TASK TO COMPLETE :: Your answer is the lines below, exactly, from the one that contains "Okey, tell me" through the one that contains "Closing because it's", both included.

THE RECORDS ::
PR #1147, opened 2017-01-21
[1wire] a few fixes and improvements

szczukot:


main/WebServer.cpp
```diff
@@ -964,7 +964,7 @@ namespace http {
 				if (ii == HTYPE_RaspberryGPIO)
 					bDoAdd = false;
 #endif
-				if (((ii == HTYPE_1WIRE) && (!C1Wire::Have1WireSystem())) || (ii == HTYPE_PythonPlugin))
+				if (ii == HTYPE_PythonPlugin)
```
gizmocuz, line 967: why is this removed ? (Have1WireSystem)
Now on a (windows) system that does not have 1wire we can add this hardware?

hardware/1Wire.cpp
```diff
@@ -32,57 +32,44 @@ C1Wire::C1Wire(const int ID, const int sensorThreadPeriod, const int switchThrea
...
 }
 
 bool C1Wire::StartHardware()
 {
+	if (m_system == NULL)
+		return false;
+
 	// Start worker thread
-	if (0 != m_sensorThreadPeriod)
+	if (-1 != m_sensorThreadPeriod)
```
gizmocuz: Please leave this at 0
Also if you leave it, we do not have to change the language files
(and you can not submit language file changes this way... send me a PM with the needed changes)
But just leave this at 0, and we do not need this ?

main/WebServer.cpp
szczukot: I have one domoticz on windows, but i using owfs which installed on raspberry, and i shared owfs path.
OWFS is always available on any OS.

hardware/1Wire.cpp
szczukot: Before there was a bug. TheradPeriod never was equal 0.
Now it is possible and makes sense. For example I do not want any interruption between the readings sensors.

gizmocuz: Logical 0=disabled 0=false

szczukot: This is not true.
I c++ and on many other languages, methods return -1 as false.
Many times "0" means something (lenght etc).

gizmocuz: Strange then right ? What is the value of a BOOL/false then ? (if you cast it to an integer yes)

gizmocuz: Maybe visual basic does this ?

hardware/1Wire.cpp
```diff
@@ -32,51 +32,38 @@ C1Wire::C1Wire(const int ID, const int sensorThreadPeriod, const int switchThrea
 {
 	m_HwdID = ID;
 
-	// Defaults for pre-existing 1wire instances
-	if (0 == m_sensorThreadPeriod)
```
gizmocuz, line 36: Maybe check if it's not 0, and < 5 * 60 * 1000 then 5 * 60 * 1000 ? else people will enter 1
Or we should change it in seconds/minutes (also in the web gui) ?

szczukot: Now "1" (milisecond) is good solution for many people, who need quick reading (especially the status of the switches). 
Previous change in code from another developer, already introduced ms instead of sec.

gizmocuz:
Thanks!

szczukot:
Pls add to languages (0 = disabled) for this parameters

gizmocuz:
I have reports that 1wire is not working anymore on a raspberry pi, with the onboard 1wire
Are you able to check this ?
Is the POLL interval still like below:
image

szczukot:
I tested on RPI 2 B (kernel and OWFS) and on Windows 10 (OWFS).
What is exactly dont'work ?
Is exists post on forum about it ?

regards
Fantom

gizmocuz:
Have you seen this ?
https://www.domoticz.com/forum/viewtopic.php?f=6&t=12058&p=115744&hilit=1+wire#p115744

gizmocuz:
I am reverting now to see if this solved the problem.
In the previous pull request was also a typo in the hardware.html (-1 to disable...)
And a patch in a language file that should not be here
Hope you can find the issue, please do test directly connected on the gpio pins

szczukot:
Too bad that these changes were removed.
There was fixed a few bugs and nothing more.
Pls read carefully all posts - the problem does not appear in this version.
Someone must have problems with their own hardware, or failure lies somewhere deeper in domoticz. (for example "still operation of the DS18B20s possible, till approx. 21.05: then read-out stopped (without any clear reason)".
Now in 1wire code exist bugs, for example disable polling for switches or sensor is impossible.

Pls do "revert of revert" and i will add some improvements and log for people, who have problem.

Fantom
ps. I use big 1wire network with about 40. sensors/switches. All version of domoticz work properly.

gizmocuz:
"for example disable polling for switches or sensor is impossible" is not a bug
Let me first test if this solves the "not working" problem first OK ?
If not, then i revert my revert of course
If yes, we have to look over the above changes

gizmocuz:
Okey, sensor are working again:
image

So this patch obviously broke something... and no... i did not touch any wires !

PR #1148, opened 2017-01-21
bug correction in hardware web page and refactoring

steplebr:


gizmocuz:
Thanks!, But because all of the refactoring i can not nee the bug you corrected...
Could you explain this ?

steplebr:
When I modified the hardware description from "MyHome OpenWebNet" to "MyHome OpenWebNet with LAN interface" as you asked me, I didn't realize that the conditions text.indexOf("MyHome OpenWebNet with LAN interface") >= 0 in HardwareController.js where not reached because there was a condition text.indexOf("LAN") >= 0 before. On the forum, I saw that spugna85 complianed about

not seeing password field anymore in the hardware page, making it impossible to use some gateways. Thus, I merged the actions for text.indexOf("MyHome OpenWebNet with LAN interface") >= 0 condition and text.indexOf("LAN") >= 0 && xxx. As the conditions were rather complicated, I grouped them similarly to what is done for textindexOf("USB")>=0, where there is a first condition "USB" then there are more specialized conditions "USB and MySensors", "USB and P1 Smart Meter" and so on.

De : gizmocuz <notifications@github.com>
Envoyé : dimanche 22 janvier 2017 13:19
À : domoticz/domoticz
Cc : stéphane; Author
Objet : Re: [domoticz/domoticz] bug correction in hardware web page and refactoring (#1148)


Thanks!, But because all of the refactoring i can not nee the bug you corrected...
Could you explain this ?

-

gizmocuz:
Thanks!

corbinmunce:
@steplebr, can you check your changes for the Xiaomi Gateway on the hardware page?  It should have options for IP address, port, and password.  I'm no longer seeing these fields after this update.

gizmocuz:
Had to revert your patch as it caused issues.
Is it possible to just fix the openwebnet problem ? (no refactoring of any kind please)
Don't forget to increase the appcache version number

see reverted merge and forum topic:
http://www.domoticz.com/forum/viewtopic.php?f=6&t=15674&p=115984#p115984

PR #1150, opened 2017-01-22
datapush: support 'counter' type

ikkemaniac:


push/Push.cpp
```diff
@@ -226,7 +226,7 @@ std::string CPush::ProcessSendValue(const std::string &rawsendValue, const int d
 	}	
 	else if (vType == "Counter")
 	{
-		sprintf(szData,"Not supported yet");
+		sprintf(szData,"%d", atoi(rawsendValue.c_str()));
```
gizmocuz: Maybe a small tweak, use a stringstream and convert it to an uint64_t ?

uint64_t dvalue;
stringstream(str) >> dvalue;

Ehhh on the otherhand, just use

strcpy(szData,rawsendValue.c_str())

ikkemaniac: Sure np. I'm not that familiar with this but why not `strtoul` or `strtoull`? (`strtol` instead of `atoi`?)

gizmocuz: simpel, you making a string from it...
and it is already a string
so just a 'strcpy' would work (mind the .c_str(), because we need to get it from a std::string)

ikkemaniac:
pushed requested change. Please be aware that this introduces a code inconsistency as this now is the only var that is copied as string, all other 'cases' still use sprintf with atoi, atof etc....

push/Push.cpp
```diff
@@ -226,7 +226,7 @@ std::string CPush::ProcessSendValue(const std::string &rawsendValue, const int d
 	}	
 	else if (vType == "Counter")
 	{
-		sprintf(szData,"Not supported yet");
+		strcpy(szData, rawsendValue.c_str())
```
gizmocuz: I don't think you tested this code ;)
(See our automatic build system)
Please always test...

gizmocuz (commented):
There is a typo in your change

If 'rawsendValue' is already a whole number, there is absolute no reason to use 'printf("%d",atoi(string))'
for floats/doubles, this might be valid, because if you want one xx.y , and the string is xx.yyyyyy then it's ok

ikkemaniac:
working on too much at the same time.... fixed typo

gizmocuz:
;) thanks again !

PR #1154, opened 2017-01-23
Adding choice of notification subsystem in LUA and Blocky. Need UI to…

ultratoto14:
… be changed.

Added the choice of notification subsystem for lua and blocky.
Do not know where to change the blocki UI to give the ability to choose the subsystem.
In LUA, will look as this as we already have multiple possible options like extradatan sound and priority.

commandArray['SendNotification']='subject#body#0#sound#extradata#gcm'.


main/EventSystem.cpp
```diff
@@ -2048,7 +2048,7 @@ bool CEventSystem::parseBlocklyActions(const std::string &Actions, const std::st
 		}
 		else if (deviceName.find("SendNotification") != std::string::npos)
 		{
-			std::string subject, body, priority("0"), sound;
+			std::string subject, body, priority("0"), sound, subsystem("");
```
gizmocuz: No need for (""), not done for the other strings

main/EventSystem.cpp
```diff
@@ -3057,7 +3061,7 @@ bool CEventSystem::processLuaCommand(lua_State *lua_state, const std::string &fi
 	std::string lCommand = std::string(lua_tostring(lua_state, -2));
 	if (lCommand == "SendNotification") {
 		std::string luaString = lua_tostring(lua_state, -1);
-		std::string subject(" "), body(" "), priority("0"), sound;
+		std::string subject(" "), body(" "), priority("0"), sound, subsystem("");
```
gizmocuz: No need for (""), not done for the other strings

gizmocuz (commented):
Thanks for this!
To change the blockly's... it is a small research at the first beginning...
The files you need to change are:
domoticzblocks.js
domoticzblocks_messages_en.js

you need to unpack them (they are gzipped) in the same folder, and you need to remove the gzipped versions
when you are done, you have to do the opposite

ultratoto14:
I removed the unneeded spaces and updated the blocky js to add the subsystem. Seems that email and SMS use a different way so i didn't put them in the list.

gizmocuz:
Okey, tell me when its ready to be merged... you tested all (also old) situations ?

ultratoto14:
Yep, tested, my only concern is that if i use the http API and do a send notification without specifying any specific subsystem, the message is sent to all configured way. If i use send_notification in LUA or Blocky, email is not sent. But it was the same behavior on the master branch.
As i saw that send email and send sms has been separated, i thought it was intended.

ultratoto14:
Just tested again on master branch, if i send through blocky or lua, i've got in logs:
Notification sent (email) => Success but no mail received. Is it the expected behavior (i mean not on my branch but on the domoticz/master  one)

ultratoto14:
Ok, seems to be linked to bFromNotification.
It can be merged.

gizmocuz:
Thanks!

PR #1249, opened 2017-02-21
Added support for the Philips hue motion sensor

JordyThien:
Added Philips Hue sensors class
Motion sensor will be added to the database and updates will be send

Tested on Windows


JordyThien:
Closing because it's not building for linux targets. Need to get that up and running first.

gizmocuz:
You can keep pushing to your fork and it will update the pull request...

JordyThien:
Ok, I'll leave it open in that case :)

gizmocuz:
Sorry, our GCC version does not support 'nullptr', please use NULL

JordyThien:
Yeah, I thought I fixed them all. Update incoming :)

gizmocuz:
Thanks!

gizmocuz:
Could you also check if the 'state' of a sensor is changing ? Currently i have the same switch value every 5 minutes for the ambient light sensor

PhilipsHue.cpp line 882

if (asensor.m_state.m_lastupdated == hsensor.m_state.m_lastupdated)

I seems the last update timestamp has changes, but the value stays the same
i would do this for every switch

gizmocuz:
Maybe for every state, also a last_state, and just before sending the state, compare it with the last_state
if different, send the switch, and set last_state=state
Of course, when the hardware is started for the first time, it should always send it

PR #1250, opened 2017-02-21
Add {deviceid}, {status} and {level} expansion to switch action scripts

dwmw2:
There's no good reason for the first two to be for evohome only. And
without {level} it's distinctly non-trivial to make a script which sets
a dimmer (or volume control, in my case).

### DIFF
--- a/main/SQLHelper.cpp
+++ b/main/SQLHelper.cpp
@@ -3418,7 +3418,7 @@ uint64_t CSQLHelper::UpdateValueInt(const int HardwareID, const char* ID, const 
 		std::string lstatus="";
 
 		result = safe_query(
-			"SELECT Name,SwitchType,AddjValue,StrParam1,StrParam2,Options FROM DeviceStatus WHERE (ID = %" PRIu64 ")",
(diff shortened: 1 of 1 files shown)


main/SQLHelper.cpp
```diff
@@ -3433,6 +3433,7 @@ uint64_t CSQLHelper::UpdateValueInt(const int HardwareID, const char* ID, const
 			GetLightStatus(devType, subType, switchtype,nValue, sValue, lstatus, llevel, bHaveDimmer, maxDimLevel, bHaveGroupCmd);
 
 			bool bIsLightSwitchOn=IsLightSwitchOn(lstatus);
+			std::string slevel = sd[6];
```
gizmocuz, line 3436: is sLevel not an integer ? Maybe directly cast it to an int wit atoi(string.c_str())
and use it below also as an integer ?

dwmw2: No, it's only ever used as a string, in the search/replace. If we do update the level, we then convert that integer into a string for this.

gizmocuz:
Thanks!

PR #1254, opened 2017-02-22
Python-Plugins dirent usage in DelayedLink

oohlaf:
Make use of dirent_is_directory again in DelayedLink

### DIFF
--- a/hardware/plugins/DelayedLink.h
+++ b/hardware/plugins/DelayedLink.h
@@ -13,8 +13,9 @@
 #include <structmember.h> 
 #include <frameobject.h>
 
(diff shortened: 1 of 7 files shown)


oohlaf:
Hmm, no response on this...
Now that you merged your branch into main without this, shall I rebase against main?

dnpwwo:
Go for it.

I don't know why it wouldn't compile for me but if you can make it work then using common code is always a good think.

oohlaf:
Well, that's easy as it already compiled :)
As you can see by the green marks. You needed to rearrange the order of the headers files include.

gizmocuz:
Thanks!

PR #1261, opened 2017-02-26
New icon for Water meter

DebugBill:
Add new icon Water48.png showing a water meter

This makes it more consistent with the gaz and generic meters icons used for function SendCustomMeter()


gizmocuz:
Thanks but:
- you should have changed the Water48_On/Off images
- I like my water icon better... in one quick view you can see 'water', your meter could be anything

DebugBill:
Hi,

I didn't change the ON icon because the Wiki says there should always be 4 icons (On, Off, Default and small) and the blue/white water drop looked fine to me for a solenoid valve (or anything that goes ON/OFF). I created the "default" icon to be used only in conjunction with the SendMeterSensor function which already uses generic and gaz meter icons. The EcoDevice hardware itself is designed to show water, electricity and gaz meters (and also fuel.... which is yet to be added), so it looked nice on my interface.

Anyway, this is your software.... so your decision

Blaise

gizmocuz:
Thats incorrect. my water meter is using a RFXMeter, which you can 'edit' and set to 'water' (you actually should do this)
Then you have a water icon instead of a electric meter appliance

If this is not so for ecodevice, maybe this is using the wrong sensor type and should be changed?

DebugBill:
Right, and this is exactly how I use it. When creating the hardware, the devices first show up with their default icon, and I then use the edit button to swith one to Gaz and the other to Water. And the fact that the units goes to m3/m3 for gaz and l/m3 for water is perfect. This is where I'd like to add fuel as the units would then be l/l (or gl/gl in the States maybe). I only chaged the blue drop to the meter in the edit box.

The RFX meter seems to me as an almost perfect match for my need. The "EcoDevices" provides two pulse counters which can in fact monitor anything, but water, gaz and fuel are the most common uses I guess. 

An even better match would be a mix of RFXMeter and General/kWh:
From kWh I would use the daily and total indexes along with the current flow in Watt, VA, l/mn or m3/mn
and from RFX I would keep the ability to change icons and units depending on what I am really measuring.

The EcoDevices provides the flow information, which I don't display currently.

I'm ready to update my code if you can suggest a better sensor to be used. I tried "SendCustom" and "SendUsage" but they were not as good a fit as "SendMeter".

gizmocuz:
I think you have to use 'SendMeterSensor' as this is the only type that outputs a RFXMeter sensor

DebugBill:
As you will see in the other pull request once I'm done with translating, this is the one I chose when reimplementing using standard helpers. Looks like we get to the same conclusion.

Thanks for your help

gizmocuz:
True ;) ... so then the change for a new water icon/meter is not needed anymore correct?

DebugBill:
I still prefer my meter icon for meters and your drops for valves, but this is a mater of taste. I keep it active on my own private branch

DebugBill:
I've created a Wiki page for the Ecodevices hardware. You can see how the icon looks like on my setup from the screenshop I posted there:
http://www.domoticz.com/wiki/Eco_Devices_Via_LAN_Interface

Blaise

PR #1262, opened 2017-02-26
Minor changes

DebugBill:
Missing space in tinyxpath/CMakeLists.txt
One more line in gitignore so "make install" does not make install_manifest appear in "git status"


gizmocuz:
Thanks!

PR #1263, opened 2017-02-26
[BleBox] fixes for gatebox and switchboxd

szczukot:


hardware/BleBox.cpp
```diff
@@ -17,11 +17,9 @@ const _STR_DEVICE DevicesType[TOT_TYPE] =
 	{ 1, "shutterBox", "Shutter Box", int(pTypeLighting2), int(sTypeAC), int(STYPE_BlindsPercentageInverted), "shutter" },
 	{ 2, "wLightBoxS", "Light Box S", int(pTypeLighting2), int(sTypeAC), int(STYPE_Dimmer), "light" },
 	{ 3, "wLightBox", "Light Box", int(pTypeLimitlessLights), int(sTypeLimitlessRGBW), int(STYPE_Dimmer), "rgbw" },
-	{ 4, "gateBox", "Gate Box", int(pTypeLighting2), int(sTypeAC), int(STYPE_Dimmer), "gate" },
+	{ 4, "gateBox", "Gate Box", int(pTypeGeneral), int(sTypePercentage), 0, "gate" },
```
gizmocuz: could you remove all 'int' casts from this block ? It's not needed and it makes it quite unreadable

hardware/BleBox.cpp
```diff
@@ -273,192 +270,249 @@ bool BleBox::WriteToHardware(const char *pdata, const unsigned char length)
...
+					else
+					{
+						state = "0";
+					}
 
-				Json::Value root = SendCommand(IPAddress, "/s/" + state);
-				if (root == "")
-					return false;
+					Json::Value root = SendCommand(IPAddress, "/s/" + state);
+					if (root == "")
```
gizmocuz: Did you intend to do if (root.empty()) ?

hardware/BleBox.cpp
szczukot: You're right

hardware/BleBox.cpp
szczukot: sure-it is better way

gizmocuz:
Thanks!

TASK SOLUTION ::
Okey, tell me when its ready to be merged... you tested all (also old) situations ?

ultratoto14:
Yep, tested, my only concern is that if i use the http API and do a send notification without specifying any specific subsystem, the message is sent to all configured way. If i use send_notification in LUA or Blocky, email is not sent. But it was the same behavior on the master branch.
As i saw that send email and send sms has been separated, i thought it was intended.

ultratoto14:
Just tested again on master branch, if i send through blocky or lua, i've got in logs:
Notification sent (email) => Success but no mail received. Is it the expected behavior (i mean not on my branch but on the domoticz/master  one)

ultratoto14:
Ok, seems to be linked to bFromNotification.
It can be merged.

gizmocuz:
Thanks!

PR #1249, opened 2017-02-21
Added support for the Philips hue motion sensor

JordyThien:
Added Philips Hue sensors class
Motion sensor will be added to the database and updates will be send

Tested on Windows


JordyThien:
Closing because it's not building for linux targets. Need to get that up and running first.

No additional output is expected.